Store at -20ºC for one year. SBS3D™ Annexin V-mCherry (40X) and SBS3D™ SYTOX Green Staining Solution (100X) should be stored protected from light.

Precautions

• Repeated freeze-thaw cycles may reduce staining efficacy. To ensure optimal use, avoid repeated freeze-thaw cycles and consider aliquoting after the first thaw for storage.
• Cell spheroids may deform or disperse under external forces. Perform PBS washing and liquid changes gently to avoid damaging or dispersing 3D cell spheroids.
• Different types of cell spheroids may have varying tolerances to apoptosis or necrosis inducers. After inducing apoptosis or necrosis in 3D cell spheroids, their morphology may change. Observe the cell spheroid morphology under a microscope before staining and consider selecting more intact cell spheroids for staining analysis.
• If bacterial or fungal contamination is present, it may severely affect detection results.
• Staining should be performed promptly as prolonged time may lead to an increase in apoptotic or necrotic cells.
• Fluorescent substances are prone to quenching. Minimize observation time during fluorescence observation and store and handle samples protected from light.

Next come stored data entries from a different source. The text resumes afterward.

PR #536, opened 2024-02-01
SOV-3763 StakingRewardsOS

tjcloa:


contracts/governance/StakingRewards/StakingRewardsOs.sol
```diff
@@ -0,0 +1,256 @@
...
+        if (stopBlock > 0 && stopBlock < _block) {
+            uint256 previousWeightedStake = staking.getPriorWeightedStake(
+                _staker,
+                stopBlock,
+                _date
+            );
+            if (previousWeightedStake < weightedStake) {
+                weightedStake = previousWeightedStake;
+            }
+        }
```
ororopickpocket: This logic should not be necessary anymore. The existing SOV staking rewards contract continues after the stopBlock, but increases of the stake are no longer considered. This osSOV staking rewards contract truly stops after the stop block, so this logic here is no longer required. I would just return 0 in case that (stopBlock > 0 &&  stopBlock < _block).

contracts/governance/StakingRewards/StakingRewardsOs.sol
```diff
@@ -0,0 +1,256 @@
...
+     * @dev Base rate is annual, but we pay interest for 14 days,
+     * which is 1/26 of one staking year (1092 days)
+     * @param _staker Staker address
+     * @param _amount the reward amount
+     * */
+    function _payReward(address _staker, uint256 _amount) internal {
+        require(_amount != 0, "amount invalid");
+        claimedBalances[_staker] = claimedBalances[_staker].add(_amount);
+        osSOV.mint(_staker, _amount);
+        emit RewardPaid(_staker, _amount);
```
ororopickpocket: Renaming this event from RewardWithdrawn to RewardPaid creates unnecessary work for the CoL (needs to be added to the graph and the logic of the frontend needs to be adapted as well - instead of just using what's already built).  I would therefore advise to keep the old event name.

ororopickpocket: You are also changing a number of variable names throughout the code. I would not change the name of public variables to have a uniform ABI for both staking rewards contracts. Or at least not change whichever parts of the ABI the CoL is using.

contracts/governance/StakingRewards/StakingRewardsOs.sol
```diff
@@ -0,0 +1,256 @@
...
+     * @param _startTime The time from which the staking rewards calculation shall restart.
+     * @return The timestamp of last withdrawal
+     * @return The accumulated reward
+     */
+    function getStakerCurrentReward(
+        bool _considerMaxDuration,
+        uint256 _startTime
+    ) external view returns (uint256 nextWithdrawTimestamp, uint256 amount) {
+        return _getStakerCurrentReward(msg.sender, _considerMaxDuration, _startTime);
+    }
```
ororopickpocket, line 190: I like that you split this function into an external and internal one, passing msg.sender as the _staker address to the internal function. I would add another external function to retrieve the current reward for a given address, because this is currently a very annoying shortcoming of the existing staking rewards contract.

contracts/governance/StakingRewards/StakingRewardsOs.sol
```diff
@@ -0,0 +1,256 @@
...
+                ? staking.timestampToLockDate(endWithdrawTimestamp)
+                : currentBlockTsToLockDate;
+        } else {
+            endWithdrawTimestamp = currentBlockTsToLockDate;
+        }
+
+        if (stopBlock != 0 && endWithdrawTimestamp > stopRewardsTimestamp) {
+            // add 2 weeks because the right boundary is not included in processing cycle below
+            endWithdrawTimestamp = stopRewardsTimestamp.add(TWO_WEEKS);
+        }
```
ororopickpocket: We should discuss this part here. The old code doesn't do it. Does this mean the old code does currently not withdraw all claimable rewards?
If that is the case, you could also use i <= endWithdrawTimestamp in the loop below and save some lines of code - if you make the adjustment I recommended in _comput**e**WeightedStakeForDate.

contracts/governance/StakingRewards/StakingRewardsOs.sol
```diff
@@ -0,0 +1,256 @@
...
+
+    /**
+     * @notice Internal function to calculate weighted stake
+     * @dev Users will receive rewards uo till the stop block
+     * @param _staker Staker address
+     * @param _block Last finalised block
+     * @param _date The date to compute prior weighted stakes
+     * @return The weighted stake
+     * */
+    function _computWeightedStakeForDate(
```
ororopickpocket: typo: _comput**e**WeightedStakeForDate

contracts/governance/StakingRewards/StakingRewardsOsStorage.sol
```diff
@@ -0,0 +1,104 @@
...
+ * @notice Just the storage part of staking rewards contract, no functions,
+ * only constant, variables and required structures (mappings).
+ * Used by StackingRewardsProxy.
+ *
+ * What is SOV staking rewards ?
+ * The purpose of the SOV staking rewards program is to reward,
+ * "marginal stakers" (ie, stakers by choice, not currently vesting) with liquid SOV
+ * at the beginning of each new staking interval.
+ * */
+contract StakingRewardsOsStorage is Ownable {
```
ororopickpocket, line 18: cosnider my comment regarding the ABI changes.

contracts/token/OsSOV.sol
```diff
@@ -0,0 +1,173 @@
...
+ * @notice This contract accounts for all holders' balances.
+ *
+ * @dev This contract represents a token with dynamic supply.
+ *   The owner of the token contract can mint/burn tokens to/from any account
+ *   based upon previous governance voting and approval.
+ *
+ */
+contract OsSOV is ERC20Capped, AccessControl, Ownable, Initializable {
+    string private constant _NAME = "BitcoinOS Sovryn Transition Token";
+    string private constant _SYMBOL = "osSOV";
```
ororopickpocket, line 21: I know it's normal to use constants here, but you might want to consider using variables given that yago wanted to change token names and symbols in the past already.

ororopickpocket (commented):
I recommend a few small changes.

contracts/governance/StakingRewards/StakingRewardsOs.sol
```diff
@@ -0,0 +1,256 @@
...
+    /**
+     * @notice Replacement of constructor by initialize function for Upgradable Contracts
+     * This function will be called only once by the owner.
+     * @param _osSOV osSOV token address
+     * @param _staking StakingProxy address should be passed
+     * */
+    function initialize(
+        address _osSOV,
+        IStaking _staking,
+        uint256 _averageBlockTime
```
cwsnt, line 38: missing natSpec

contracts/governance/StakingRewards/StakingRewardsOs.sol
tjcloa: RewardWithdrawn - reverted
`claimReward` reverted to `collectReward`  
as to the the public variables - i already send ABI to the CoL, they said they adapted it.

contracts/governance/StakingRewards/StakingRewardsOs.sol
```diff
@@ -0,0 +1,256 @@
...
+        require(withdrawTimestamp > 0 && amount > 0, "No valid reward");
+        stakerNextWithdrawTimestamp[msg.sender] = withdrawTimestamp;
+        _payReward(msg.sender, amount);
+    }
+
+    /**
+     * @notice Changes average block time - based on blockchain
+     * @dev If average block time significantly changes, we can update it here and use for block number calculation
+     */
+    function setAverageBlockTime(uint256 _averageBlockTime) external onlyOwner {
```
cwsnt, line 91: missing natspec

contracts/token/OsSOV.sol
tjcloa: i was considering it, just didn't want to break the YAGNI desing principle that you like )  
this is an itermediary temporary token and the contract is upgradable, so, we can just replace it as needed any time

• If trypsin was used during cell collection, ensure to remove residual trypsin, as it may digest and degrade SBS3D™ Annexin V-mCherry, leading to staining failure.
• This product is intended for scientific research use by professionals only and is not for clinical diagnosis or treatment, food, or drugs. Do not store in residential areas.
• For your safety and health, wear a lab coat and disposable gloves while handling.